== About this exercise ==
Print the data below exactly, but only the lines from the one containing "PR #121, opened 2024-12-23" down to the one containing "Furthermore, the introduction", inclusive.

START Given data

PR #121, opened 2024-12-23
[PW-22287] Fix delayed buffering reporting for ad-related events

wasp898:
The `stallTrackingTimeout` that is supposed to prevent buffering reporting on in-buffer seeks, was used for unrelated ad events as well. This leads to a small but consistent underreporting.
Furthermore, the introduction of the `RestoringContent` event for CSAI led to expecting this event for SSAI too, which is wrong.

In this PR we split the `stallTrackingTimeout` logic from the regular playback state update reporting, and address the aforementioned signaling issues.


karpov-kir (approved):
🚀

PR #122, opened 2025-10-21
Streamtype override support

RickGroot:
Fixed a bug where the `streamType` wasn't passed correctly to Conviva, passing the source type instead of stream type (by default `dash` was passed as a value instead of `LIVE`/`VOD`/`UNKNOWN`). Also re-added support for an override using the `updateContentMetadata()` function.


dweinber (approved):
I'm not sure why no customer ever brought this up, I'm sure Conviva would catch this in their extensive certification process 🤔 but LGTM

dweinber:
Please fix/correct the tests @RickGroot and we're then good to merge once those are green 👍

END Given data
START Given data

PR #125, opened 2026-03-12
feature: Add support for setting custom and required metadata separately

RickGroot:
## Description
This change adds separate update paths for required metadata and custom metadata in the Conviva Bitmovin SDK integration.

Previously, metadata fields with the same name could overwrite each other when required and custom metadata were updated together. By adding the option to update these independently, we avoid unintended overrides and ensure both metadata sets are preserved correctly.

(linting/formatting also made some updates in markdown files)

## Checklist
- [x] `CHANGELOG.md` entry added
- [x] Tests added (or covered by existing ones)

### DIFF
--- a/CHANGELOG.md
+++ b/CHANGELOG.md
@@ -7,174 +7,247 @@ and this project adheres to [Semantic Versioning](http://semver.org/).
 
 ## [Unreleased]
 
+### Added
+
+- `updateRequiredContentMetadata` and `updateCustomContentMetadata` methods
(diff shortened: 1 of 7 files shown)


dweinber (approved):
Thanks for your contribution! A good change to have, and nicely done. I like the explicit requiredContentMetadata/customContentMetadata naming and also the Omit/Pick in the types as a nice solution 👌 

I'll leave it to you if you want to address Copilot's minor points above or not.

END Given data
START Given data

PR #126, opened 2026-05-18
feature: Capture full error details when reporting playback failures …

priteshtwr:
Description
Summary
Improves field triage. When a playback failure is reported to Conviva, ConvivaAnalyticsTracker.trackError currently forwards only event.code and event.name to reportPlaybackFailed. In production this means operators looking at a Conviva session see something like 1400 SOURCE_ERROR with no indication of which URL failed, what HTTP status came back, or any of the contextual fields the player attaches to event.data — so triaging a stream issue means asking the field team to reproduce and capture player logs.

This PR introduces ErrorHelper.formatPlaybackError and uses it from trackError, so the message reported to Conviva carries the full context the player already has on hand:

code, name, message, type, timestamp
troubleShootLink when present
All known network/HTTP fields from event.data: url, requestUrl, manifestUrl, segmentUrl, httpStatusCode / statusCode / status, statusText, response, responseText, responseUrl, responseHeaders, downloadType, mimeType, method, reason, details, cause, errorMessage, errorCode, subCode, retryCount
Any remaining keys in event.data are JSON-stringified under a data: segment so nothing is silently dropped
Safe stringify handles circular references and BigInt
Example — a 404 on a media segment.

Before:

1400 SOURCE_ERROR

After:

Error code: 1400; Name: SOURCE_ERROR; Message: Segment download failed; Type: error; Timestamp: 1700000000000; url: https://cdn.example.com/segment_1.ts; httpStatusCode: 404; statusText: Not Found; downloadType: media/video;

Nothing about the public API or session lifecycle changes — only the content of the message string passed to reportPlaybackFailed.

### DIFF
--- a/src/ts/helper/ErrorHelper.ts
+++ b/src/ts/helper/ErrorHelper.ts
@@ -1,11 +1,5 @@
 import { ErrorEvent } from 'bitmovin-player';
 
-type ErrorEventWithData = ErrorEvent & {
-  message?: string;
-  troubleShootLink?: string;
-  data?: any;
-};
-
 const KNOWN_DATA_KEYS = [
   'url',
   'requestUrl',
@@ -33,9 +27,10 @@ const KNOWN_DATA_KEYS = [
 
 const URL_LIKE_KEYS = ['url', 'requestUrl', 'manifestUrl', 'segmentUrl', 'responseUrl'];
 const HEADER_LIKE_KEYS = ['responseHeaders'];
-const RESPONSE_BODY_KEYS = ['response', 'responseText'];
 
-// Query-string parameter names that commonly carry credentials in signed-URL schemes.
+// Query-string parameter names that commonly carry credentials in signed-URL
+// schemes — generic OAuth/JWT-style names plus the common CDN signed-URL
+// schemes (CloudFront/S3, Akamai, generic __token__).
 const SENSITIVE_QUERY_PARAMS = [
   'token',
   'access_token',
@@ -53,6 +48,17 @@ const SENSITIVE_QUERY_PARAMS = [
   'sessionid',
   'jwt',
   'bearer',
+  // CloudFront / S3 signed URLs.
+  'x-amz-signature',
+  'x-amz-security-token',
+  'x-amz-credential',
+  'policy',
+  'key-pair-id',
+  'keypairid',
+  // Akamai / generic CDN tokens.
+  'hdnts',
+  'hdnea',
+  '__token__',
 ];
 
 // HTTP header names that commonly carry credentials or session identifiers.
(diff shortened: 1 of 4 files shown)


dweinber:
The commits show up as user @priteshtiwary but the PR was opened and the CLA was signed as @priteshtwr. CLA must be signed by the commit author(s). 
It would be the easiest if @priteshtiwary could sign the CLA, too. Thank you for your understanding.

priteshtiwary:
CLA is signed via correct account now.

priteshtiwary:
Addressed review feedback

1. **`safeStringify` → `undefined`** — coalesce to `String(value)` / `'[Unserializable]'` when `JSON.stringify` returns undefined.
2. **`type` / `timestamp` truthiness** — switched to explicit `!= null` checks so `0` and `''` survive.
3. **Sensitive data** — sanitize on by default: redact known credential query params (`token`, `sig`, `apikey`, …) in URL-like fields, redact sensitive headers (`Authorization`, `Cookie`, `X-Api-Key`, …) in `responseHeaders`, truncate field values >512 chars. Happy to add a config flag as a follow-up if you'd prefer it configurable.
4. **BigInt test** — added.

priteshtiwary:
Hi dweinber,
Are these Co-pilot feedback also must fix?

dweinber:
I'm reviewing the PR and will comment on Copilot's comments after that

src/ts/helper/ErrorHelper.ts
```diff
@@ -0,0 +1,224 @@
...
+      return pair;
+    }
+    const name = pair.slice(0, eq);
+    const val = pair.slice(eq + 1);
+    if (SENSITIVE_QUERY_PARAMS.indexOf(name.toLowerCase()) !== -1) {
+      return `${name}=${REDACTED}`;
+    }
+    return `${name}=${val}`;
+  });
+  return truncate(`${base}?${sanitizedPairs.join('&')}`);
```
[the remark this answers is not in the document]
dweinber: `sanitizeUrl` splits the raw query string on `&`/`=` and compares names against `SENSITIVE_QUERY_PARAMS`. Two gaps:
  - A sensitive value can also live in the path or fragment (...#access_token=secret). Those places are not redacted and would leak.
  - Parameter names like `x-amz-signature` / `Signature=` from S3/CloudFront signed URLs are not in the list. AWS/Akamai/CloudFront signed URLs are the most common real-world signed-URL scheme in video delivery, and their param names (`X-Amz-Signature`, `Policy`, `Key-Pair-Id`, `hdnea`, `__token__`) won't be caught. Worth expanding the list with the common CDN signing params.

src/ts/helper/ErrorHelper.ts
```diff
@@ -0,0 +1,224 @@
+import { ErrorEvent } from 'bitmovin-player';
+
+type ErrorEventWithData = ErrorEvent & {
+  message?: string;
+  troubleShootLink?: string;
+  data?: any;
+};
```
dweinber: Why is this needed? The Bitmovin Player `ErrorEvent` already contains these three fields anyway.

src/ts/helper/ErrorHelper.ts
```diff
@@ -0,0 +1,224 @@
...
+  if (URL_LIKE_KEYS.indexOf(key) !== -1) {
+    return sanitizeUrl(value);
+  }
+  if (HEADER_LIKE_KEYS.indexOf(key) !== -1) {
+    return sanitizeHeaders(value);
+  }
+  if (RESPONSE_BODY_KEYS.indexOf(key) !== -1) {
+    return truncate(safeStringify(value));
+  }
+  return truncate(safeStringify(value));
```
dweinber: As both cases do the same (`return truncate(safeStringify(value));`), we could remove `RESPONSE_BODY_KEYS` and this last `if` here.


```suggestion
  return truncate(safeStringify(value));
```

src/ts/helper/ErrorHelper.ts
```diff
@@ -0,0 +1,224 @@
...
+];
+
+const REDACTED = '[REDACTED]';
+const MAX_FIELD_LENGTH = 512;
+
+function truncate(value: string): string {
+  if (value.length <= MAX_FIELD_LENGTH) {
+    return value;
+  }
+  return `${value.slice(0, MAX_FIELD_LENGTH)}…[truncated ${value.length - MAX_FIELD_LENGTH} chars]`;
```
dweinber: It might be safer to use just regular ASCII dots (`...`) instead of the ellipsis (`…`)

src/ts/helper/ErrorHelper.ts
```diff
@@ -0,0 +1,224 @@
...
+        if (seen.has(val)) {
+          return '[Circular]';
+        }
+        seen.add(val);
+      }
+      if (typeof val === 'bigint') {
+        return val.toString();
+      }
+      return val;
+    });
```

END Given data

== Task result ==
PR #121, opened 2024-12-23
[PW-22287] Fix delayed buffering reporting for ad-related events

wasp898:
The `stallTrackingTimeout` that is supposed to prevent buffering reporting on in-buffer seeks, was used for unrelated ad events as well. This leads to a small but consistent underreporting.
Furthermore, the introduction of the `RestoringContent` event for CSAI led to expecting this event for SSAI too, which is wrong.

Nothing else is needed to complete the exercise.